Monty Hall Problem : Way of the Bayesian

Monty Hall Problem is famous problem in probability. It is not only famous, but also important. This problem tests how good we understand probability. One of its appearence in popular culture is in this scene of “21” movie. Please ignore, the explanation given there. But I bet you can’t ignore the amazing Kevin Spacey.

So, what is the problem? Problem statement(taken from wiki):

Suppose you’re on a game show, and you’re given the choice of three doors: Behind one door is a car; behind the others, goats. You pick a door, say No. 1, and the host, who goes by the name Monty, knows what’s behind the doors. He opens another door, say No. 3, which has a goat. He then says to you, “Do you want to pick door No. 2?” Is it to your advantage to switch your choice?

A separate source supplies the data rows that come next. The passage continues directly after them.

PR #77, opened 2018-03-14
CLI: updates for static password

dagheyman:
- make the default allowed scancodes the modhex based ones
- add support for german scancodes
- `--force` flag doesn't generate passwords anymore, `--generate` + `--length` is needed for that
- prompt user when overwriting a slot
- rename scanmap module -> scancodes


emlun:
Why is the Python 3.4 build failing?

PR #79, opened 2018-03-19
Add -g|--generate flags to misc. commands

emlun:
- `ykman piv change-management-key`:
  - PIV commands called with `-f|--force` will now crash instead of interactively prompting for PIN or management key.
  - `-f|--force` variants without `-p|--protect` or `-g|--generate` will now crash instead of generating a random management key.
  - ~~Interactive prompt variants still generate a random management key on blank input, even without `-g|--generate`.~~
  - Interactive prompt variants no longer generate a random management key on blank input.
- `ykman slot chalresp`
- `ykman slot otp`


emlun:
s/crash/fail/

ykman/cli/piv.py
```diff
@@ -648,26 +659,41 @@ def change_management_key(
...
+                click.echo(
+                    'Generated management key: {}'.format(
+                        b2a_hex(new_management_key).decode('utf-8')))
+
+        elif force:
+            ctx.fail('New management key not given. Please remove the --force '
+                     'flag, or set the --generate flag or the '
+                     '--new-management-key option.')
+
+        else:
```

I first became acquainted with this problem during an internship interview. I had just started my sophomore year in college. This was the first problem interviewer asked me. I tried to think, but couldn’t understand why should we even bother to revise. Finally, I decided that it was a trick question, and said that no we shouldn’t. I made up a faulty reasoning to support my claim. I wasn’t given an offer, and I place the blame on this wretched problem.(Hence, the blog post :P). In this post, a Bayesian Reasoning for the problem is presented along with an intuitive reason for the answer.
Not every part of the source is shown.